2164. Le MANUEL des artistes et des amateurs ou Dictionnaire Historique et Mythologique des emblèmes, allégories, dévises, Paris 1770, vol. quattro in dodici.
In fine al quarto volume sta un’esposizione degli autori di mitologia, di geroglifici e emblemi e dell’arte pittorica: ma però i talmente piena di sbagli e di omissioni che non può fidarsi alcuno che la consulti senza cautele.
2715. VETRANI Antonii, Dissertatio de Sebeti antiquitate nomine, fama, cultu etc. adversus Jacobum Martorellium, Neapoli 1767, in 8, M. 48.
Col frontespizio figurato, opera piena di erudizione
.
3378. DAULLE Jean, Oeuvre. Recueil de 84 estampes gravées d’aprés les tableaux des plus grands peintres italiens, flamands, et français tirés des plus célebres cabinets de Paris: sans date, chez la Veuve Daullé a Paris, in fol., atl.
Questo nostro esemplare ricco di quattro tavole, oltre il numero annunciato nel frontespizio, contiene le più scelte prove e rende un’idea del merito dell’autore, che forse non è pregiato al grado che merita d’esserlo per la bellezza e la varietà del suo taglio.
2713. STUART James, and Revett Nicholas painters, and architects, The antiquities of Athens, mensured, and delineated etc., London, printed by John Haberkarn, 1762, in fol., fig., vol. 4.
Al fine d’ogni capitolo seguono le stampe de’ migliori bulini dell’Inghilterra. Il secondo volume comparve nel 1787 37 stampato da John Nichols col ritratto di Stuart in fronte. Il terzo volume comparve ne1 1794 per lo stesso stampatore. Il quarto ed ultimo volume fu stampato da Bensley 1816 col ritratto di Revert in fronte. Termina quest’opera completando i volumi precedenti coi disegni dei marmi della celebre collezione di lord Elgin. Certamente finora non produssero i torchi e non accolsero le biblioteche un’opera di maggior pregio per l’esatta esecuzione, con cui fu fatto questo insigne lavoro. Potrebbe ritenersi come quinto volume al seguito di questa grand’opera l’altro stampato nel 1817 per conto d’una società. Vedi Antiquities of Attica
.
227. VASARI, Ragionamenti sopra le invenzioni da lui dipinte in firenze nel palazzo R. Seconda edizione, Arezzo 1762, in 4.

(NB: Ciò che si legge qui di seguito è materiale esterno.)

PR #9033, opened 2023-03-31
ci: fold release-notes & sonar in gradle workflow

sdelamo:


graemerocher (approved):

sdelamo:
I kept `temurin` in `gradle.yml` workflow since we need to test 11 8 and 17. I kept the graalvm.yml to test Graal with 17

PR #11239, opened 2024-10-07
KSP: Properly update current round resolver in all helper classes

dstepanov:
Not sure how to properly test it


graemerocher:
Seems to be failing compilation

graemerocher (approved):

PR #11256, opened 2024-10-16
Modified getTrustManagerFactory to not load trust store twice

msupic:


yawkat (approved):

yawkat:
Thanks! Need to fix the build though, I think graal 1.2.3 is broken. please merge 4.7.x into this PR to try 1.2.4

PR #11259, opened 2024-10-17
JDK RawHttpClient

yawkat:
This PR adds a RawHttpClient implementation in the JDK client. In principle it's not so complicated, but to actually be useful, it needed a streaming reactive ByteBody implementation, which is complicated to implement.

To implement this, I've refactored the StreamingNettyByteBody implementation into a "generic" implementation that is implemented both for the netty ByteBuf/EventLoop approach, and a more traditional ByteBuffer/lock approach for the jdk client.

- BodySizeLimits, PublisherAsBlocking, UpstreamBalancer, BufferConsumer.Upstream moved from http-netty into http
- BufferConsumer refactored into a base BufferConsumer interface (http) and a ByteBufConsumer extension (http-netty)
- Most StreamingNettyByteBody.SharedBuffer code (http-netty) extracted into an abstract BaseSharedBuffer (http) that is also extended for the JDK client

In particular the SharedBuffer refactor is fairly complicated. While the general code remains unchanged, making it work for different buffer types and concurrency models is still a bit complicated.


http-client-jdk/src/main/java/io/micronaut/http/client/jdk/DefaultJdkHttpClientRegistry.java
```diff
@@ -152,6 +155,28 @@ protected DefaultJdkHttpClient httpClient(
...
+     * @param loadBalancer
+     * @param configuration
+     * @param beanContext
+     * @return A {@literal java.net.http.*} HTTP Client
+     */
+    @Bean
+    @BootstrapContextCompatible
+    @Primary
+    @Order(2) // If both this and the netty client are present, netty is the default.
+    JdkRawHttpClient rawHttpClient(
```
graemerocher: perhaps return only the interface and not the concrete type

http-client-jdk/src/main/java/io/micronaut/http/client/jdk/JdkRawHttpClient.java
```diff
@@ -0,0 +1,87 @@
...
+    }
+
+    @Override
+    protected <O> Publisher<HttpResponse<O>> responsePublisher(@NonNull HttpRequest<?> request, @Nullable Argument<O> bodyType) {
+        return Mono.defer(() -> mapToHttpRequest(request, bodyType)) // defered so any client filter changes are used
+            .map(httpRequest -> {
+                if (log.isDebugEnabled()) {
+                    log.debug("Client {} Sending HTTP Request: {}", clientId, httpRequest);
+                }
+                HttpHeadersUtil.trace(log,
```
graemerocher: can we add a `isTraceEnabled()` check to avoid the allocations of the various lambdas

http-client-jdk/src/main/java/io/micronaut/http/client/jdk/JdkRawHttpClient.java
```diff
@@ -0,0 +1,87 @@
...
+                    () -> httpRequest.headers().map().keySet(),
+                    headerName -> httpRequest.headers().allValues(headerName));
+                return client.sendAsync(httpRequest, responseInfo -> new ReactiveByteBufferByteBody.ByteBodySubscriber(new BodySizeLimits(Long.MAX_VALUE, configuration.getMaxContentLength())));
```
graemerocher: split this onto multiple lines to make it more readable

http-client-jdk/src/main/java/io/micronaut/http/client/jdk/ReactiveByteBufferByteBody.java
```diff
@@ -0,0 +1,508 @@
...
+        }
+        upstream.allowDiscard();
+        return this;
+    }
+
+    interface ByteBufferConsumer extends BufferConsumer {
+        void add(ByteBuffer buffer);
+    }
+
+    private static class AsFlux extends BaseSharedBuffer.AsFlux<ByteBuffer> implements ByteBufferConsumer {
```
graemerocher: declare `final`

http-client-jdk/src/main/java/io/micronaut/http/client/jdk/ReactiveByteBufferByteBody.java
```diff
@@ -0,0 +1,508 @@
...
+                if (last) {
+                    buffer = null;
+                }
+                return snapshot;
+            }
+        }
+
+        @Override
+        protected void addDoNotBuffer() {
+
```
graemerocher: add a comment here why this is not implemented

http-client-jdk/src/main/java/io/micronaut/http/client/jdk/ReactiveByteBufferByteBody.java
```diff
@@ -0,0 +1,508 @@
...
+        @Override
+        public CompletionStage<CloseableByteBody> getBody() {
+            return CompletableFuture.completedFuture(root);
+        }
+
+        @Override
+        public void onSubscribe(Flow.Subscription subscription) {
+            boolean initialDemand;
+            boolean cancelled;
+            synchronized (this) {
```
graemerocher, line 428: can these synchronised blocks be replaced by locks?

http-netty/src/main/java/io/micronaut/http/netty/body/ByteBufConsumer.java
```diff
@@ -0,0 +1,38 @@
...
+/**
+ * This is a netty-specific reactor-like API for streaming bytes. It's a bit better than reactor
+ * because it's more explicit about reference counting semantics, has more fine-grained controls
+ * for cancelling, and has more relaxed concurrency semantics.
+ *
+ * @since 4.5.0
+ * @author Jonas Konrad
+ */
+@Internal
+public interface ByteBufConsumer extends BufferConsumer {
```
graemerocher, line 32: can this be `sealed`?

http-netty/src/main/java/io/micronaut/http/netty/body/ByteBufConsumer.java
```diff
@@ -0,0 +1,38 @@
...
+    /**
+     * Consume a buffer. Release ownership is transferred to this consumer.
+     *
+     * @param buf The buffer to consume
+     */
+    void add(ByteBuf buf);
```
graemerocher: nullability annotations

http/src/main/java/io/micronaut/http/MutableHttpRequestWrapper.java
```diff
@@ -38,20 +33,20 @@
...
+public class MutableHttpRequestWrapper<B> extends HttpRequestWrapper<B> implements MutableHttpRequest<B> {
     private ConversionService conversionService;
 
     @Nullable
     private B body;
     @Nullable
     private URI uri;
 
-    MutableHttpRequestWrapper(ConversionService conversionService, HttpRequest<B> delegate) {
+    public MutableHttpRequestWrapper(ConversionService conversionService, HttpRequest<B> delegate) {
```
graemerocher: does the constructor need to be public? The static method can be used no?

http/src/main/java/io/micronaut/http/body/stream/BaseSharedBuffer.java
```diff
@@ -0,0 +1,496 @@
...
+ * streaming {@link io.micronaut.http.body.ByteBody}s.<br>
+ * The subclass handles concurrency (for netty, event loop) and the specific buffer type
+ * (for netty, ByteBuf).
+ *
+ * @param <C> The {@link BufferConsumer} type for the specific buffer type
+ * @param <F> The type returned to {@link #subscribeFull0} subscribers. This is usually just the
+ *           buffer type
+ */
+@Internal
+public abstract class BaseSharedBuffer<C extends BufferConsumer, F> {
```
graemerocher, line 49: can it be sealed?

graemerocher (changes requested):
Please increase the code coverage and address the sonar warnings.

http-client-jdk/src/main/java/io/micronaut/http/client/jdk/ReactiveByteBufferByteBody.java
yawkat: it's not necessary because they only access fields, not call any other code

http-netty/src/main/java/io/micronaut/http/netty/body/ByteBufConsumer.java
yawkat: No, there's implementations in tests for example

http/src/main/java/io/micronaut/http/MutableHttpRequestWrapper.java
yawkat: There's some subclasses that extend it

yawkat: Made it protected

http/src/main/java/io/micronaut/http/body/stream/BaseSharedBuffer.java
yawkat: No, the subclasses are in other modules

yawkat:
I think the sonar coverage stats are not including the TCK

graemerocher (approved):

dstepanov (approved):

PR #11267, opened 2024-10-22
Fix controller `@Body Object` parameters

### LINKED ISSUE #11266: @Body annotation causes "Request body has already been claimed" error
### Expected Behavior

Ideally the body parameter should be available for use. This was working in micronaut-starter version `4.5.1`.

### Actual Behaviour

In some scenarios, using a @Body parameter in a controller causes a "Request body has already been claimed" error.

### Steps To Reproduce

Create a controller using micronaut-starter `4.6.3` like this:
```java
import io.micronaut.http.HttpRequest;
import io.micronaut.http.HttpResponse;
import io.micronaut.http.annotation.Body;
import io.micronaut.http.annotation.PathVariable;
import io.micronaut.http.annotation.Post;
import io.micronaut.json.tree.JsonNode;
import reactor.core.publisher.Mono;

@Controller
public class PostController {

    @Post("/{+path}")
    public Mono<HttpResponse<JsonNode>> doPost(@PathVariable String path,
                                               @Nullable @Body Object body,
                                               HttpRequest<?> request) {
        return Mono.just(HttpResponse.ok());
    }
}
```

Create this unit test:

```java

import io.micronaut.core.type.Argument;
import io.micronaut.http.HttpMethod;
import io.micronaut.http.HttpRequest;
import io.micronaut.http.HttpResponse;
import io.micronaut.http.HttpStatus;
import io.micronaut.http.client.annotation.Client;
import io.micronaut.reactor.http.client.ReactorHttpClient;
import io.micronaut.test.extensions.junit5.annotation.MicronautTest;
import jakarta.inject.Inject;
import org.junit.jupiter.api.Test;

import java.util.Map;

import static org.junit.jupiter.api.Assertions.*;

@MicronautTest
class PostControllerTest {

    @Inject
    @Client("/")
    ReactorHttpClient client;

    @Test
    void ok_request_with_body() {
        var post = HttpRequest.POST( "/do-post", Map.of("key1", "val1"));

        HttpResponse<Map<String, Object>> result = client.toBlocking().exchange(post, Argument.mapOf(String.class, Object.class));
        assertEquals(HttpStatus.OK, result.getStatus());
    }
}

```

Running this test will give this error:
```
12:42:04.980 [default-nioEventLoopGroup-1-3] ERROR i.m.http.server.RouteExecutor - Unexpected error occurred: Request body has already been claimed: Two conflicting sites are trying to access the request body. If this is intentional, the first user must ByteBody#split the body. To find out where the body was claimed, 
```

### Environment Information

JDK version 21.
OS version: Mac os

### Example Application

_No response_

### Version

4.6.3

yawkat:
There's two bugs here.

Let's consider the following cases:

1. `application/x-www-form-urlencoded`, `@Body Object` param (tested by the old FormDataDiskSpec)
2. `application/json`, `@Body Object` param (prev. no test, tested by a new TCK test)
3. `application/x-weird`, `@Body Object` param (prev. no test, tested by a new netty-specific test)
4. `application/x-weird`, `@Body MyRecord` param (prev. no test, tested by a new netty-specific test)

Prior to 4.6, case 2 has a registered "normal" reader (the JSON reader) that can handle this case fine, the other three cases do not have readers and rely on fallback conversion logic. Forms have some special handling here.

In 4.6, the way raw type readers (e.g. that for String) were resolved changed. This means that for `Object` params, all raw type readers were now eligible, since they can read a subtype of Object (e.g. String). For cases 1, 3, and 4, this is a breaking change, since the reading is now done by a (random) raw type reader, instead of falling back to conversion logic.

This change broke the FormDataDiskSpec (case 1). To fix this, 1d09d95f033fa6270b0b187c28183e63c250ae26 introduced a check that would blanket-ignore the reader for all Object-typed params, falling back to the conversion logic. This fixed cases 1 and 3, but inadvertently broke case 2, since the JSON reader was also ignored.

Case 2 is apparently common enough that there have been multiple reports about it. It also exposed the second bug, a double-claim of the body, which is a fairly simple fix. But it shows that the fallback conversion logic had no test coverage, since this bug should trigger reliably. That is what `BodyConversionSpec` is there to improve.

My proposed fix is to make the raw message readers not apply to Object parameters, and to remove the band-aid fix from 1d09d95f033fa6270b0b187c28183e63c250ae26 that broke case 2.

Fixes #11266

### DIFF
--- a/http/src/main/java/io/micronaut/http/body/TypedMessageBodyReader.java
+++ b/http/src/main/java/io/micronaut/http/body/TypedMessageBodyReader.java
@@ -38,6 +38,6 @@ public interface TypedMessageBodyReader<T> extends MessageBodyReader<T> {
 
     @Override
     default boolean isReadable(Argument<T> type, MediaType mediaType) {
-        return type.isAssignableFrom(getType());
+        return type.isAssignableFrom(getType()) && !type.getType().equals(Object.class);
     }
 }
--- a/.github/workflows/gradle.yml
+++ b/.github/workflows/gradle.yml
@@ -45,7 +45,7 @@ jobs:
           fetch-depth: 0
 
       - name: "🔧 Setup GraalVM CE"
-        uses: graalvm/setup-graalvm@v1.2.3
+        uses: graalvm/setup-graalvm@v1.2.4
         with:
           distribution: 'graalvm'
           java-version: ${{ matrix.java }}
--- a/http-server-netty/src/main/java/io/micronaut/http/server/netty/binders/NettyBodyAnnotationBinder.java
+++ b/http-server-netty/src/main/java/io/micronaut/http/server/netty/binders/NettyBodyAnnotationBinder.java
@@ -157,10 +157,6 @@ final class NettyBodyAnnotationBinder<T> extends DefaultBodyAnnotationBinder<T> 
         if (mediaType != null && (reader == null || !reader.isReadable(context.getArgument(), mediaType))) {
             reader = bodyHandlerRegistry.findReader(context.getArgument(), List.of(mediaType)).orElse(null);
         }
-        if (reader != null && context.getArgument().getType().equals(Object.class)) {
-            // Prevent random object convertors
-            reader = null;
-        }
         if (reader == null && nhr.isFormOrMultipartData()) {
             FormDataHttpContentProcessor processor = new FormDataHttpContentProcessor(nhr, httpServerConfiguration);
             ByteBuf buf = AvailableNettyByteBody.toByteBuf(imm);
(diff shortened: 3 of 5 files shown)


graemerocher (approved):

sdelamo:
@yawkat can you change to graalvm 1.2.4 in your pr so the the build passes and we can merge it?

http/src/main/java/io/micronaut/http/body/TypedMessageBodyReader.java
```diff
@@ -38,6 +38,6 @@ public interface TypedMessageBodyReader<T> extends MessageBodyReader<T> {
 
     @Override
     default boolean isReadable(Argument<T> type, MediaType mediaType) {
-        return type.isAssignableFrom(getType());
+        return type.isAssignableFrom(getType()) && !type.getType().equals(Object.class);
```
dstepanov, line 41: I don't think this a correct fix, typed reader should only add a type and nothing else

yawkat: I'm open to suggestions. The new test cases cover the issue pretty well.

dstepanov:
Let's keep it this way. We shouldn't allow Object for body in the future

dstepanov (approved):

graemerocher:
@sdelamo @yawkat we need to merge up 4.6.x in 4.7.x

Al frontispizio precede il ritratto del Vasari e questa ristampa è dedicata al sig. Angelo Bassi. L’editore ritenne, come avvi tutta l’apparenza, malgrado le variazioni indicate che le due edizioni del Giunti fossero una sola, e perciò disse questa seconda e non terza edizione. Questi ragionamenti, a guisa di dialogo, hanno per interlocutori il principe di Firenze e il pittore.

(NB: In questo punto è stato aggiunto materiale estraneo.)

Issue #10889, opened 2024-06-05
Instantiation methods in introspection of abstract class tries to instantiate the abstract class


rorueda:
### Expected Behavior

Introspection for an abstract class doesn't override the instantiation methods trying to instantiate the abstract class.

### Actual Behaviour

For Java and Kotlin, the introspection for abstract classes is overriding the instantiation methods with a call to the abstract class constructor. This results in a `j.l.InstantiationError` instead of a `i.m.c.r.e.InstantiationException`. 

This is important in my use case because only the latter is caught by micronaut serde and then wrapped in a `SerdeException`.

Note that it already works for groovy classes.

### Steps To Reproduce

See the changes in the tests at https://github.com/micronaut-projects/micronaut-core/compare/4.5.x...rorueda:issue-abstract-class-introspection

Note it also has a fix inspired by the groovy implementation (making the `ClassElement` ignore the constructors if the class is abstract).

### Version

core 4.5.x

graemerocher:
The current BeanIntrospectionWriter still generates instantiate methods when an abstract Java/Kotlin class has a constructor, so the issue is not resolved in the current source. Earlier fixes #11268 and #12540 are closed rather than merged; no active PR currently addresses it. The fix should mark abstract/interface introspections non-buildable and omit direct constructor instantiation while retaining valid static @Creator paths, then add Java, Kotlin, and Groovy parity tests asserting the framework's expected InstantiationException instead of a JVM InstantiationError.

PR #11268, opened 2024-10-22
Fix introspection for abstract classes (#10889)

rorueda:
Ignore constructors for abstract classes, so the introspection is written as not buildable and the instantiation methods in the introspection are not overridden (trying to call a constructor for an abstract class).

### DIFF
--- a/core-processor/src/main/java/io/micronaut/inject/ast/ClassElement.java
+++ b/core-processor/src/main/java/io/micronaut/inject/ast/ClassElement.java
@@ -269,6 +269,10 @@ public interface ClassElement extends TypedElement {
             // only static inner classes can be constructed
             return Optional.empty();
         }
+        if (isAbstract()) {
+            // abstract classes constructors are accessible only from their subtypes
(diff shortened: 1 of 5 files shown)


dstepanov:
Doesn't look like a correct fix. This should be fixed in `IntrospectedTypeElementVisitor`

graemerocher:
yes this fix is not in the correct place, though the tests add value

rorueda:
Thanks for the pointers, @dstepanov.  I'll look into it.

Should the abstract verification below be removed in favor of the fix on `IntrospectedTypeElementVisitor`? I was unsure of the semantic of `getDefaultConstructor`, and because of this, I ended up thinking it was to consider only constructors that can be directly called.

https://github.com/micronaut-projects/micronaut-core/blob/dfe9b0f94e7ce2dd15528893bf2d6dc211392a3d/inject-groovy/src/main/groovy/io/micronaut/ast/groovy/visitor/GroovyClassElement.java#L342-L349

3260. MONACHII Thomae, De episcopatus Hortani antiquitate liber singularis, Romae 1759, in 4, figurato, M. 24.
Con quattro tavole d’iscrizioni e sigilli
.
4001. DRUMMOND Alexander, Travels through different cities of Germany, Italy, Grece, and several parts of Asia as far as the bank of the Euphrates etc., London 1754, in fol., fig.
Opera splendidamente stampata per la copia delle tavole con molto gusto delineate ed incise, e collocate a’ luoghi voluti dal testo. Il suo viaggio estendesi anche per gran parte d’Italia fino al suo imbarco per la Grecia, e sono curiose e singolari le ingenue osservazioni di questo autore.
2525. JABLONSKI Pauli Ernesti, De Memnone graecorum et aegyptiorum hujusque celeberrima in Thebaide statua, syntagmata cum figuris aeneis, in 4, Francofurti 1753, M. 39 e 41.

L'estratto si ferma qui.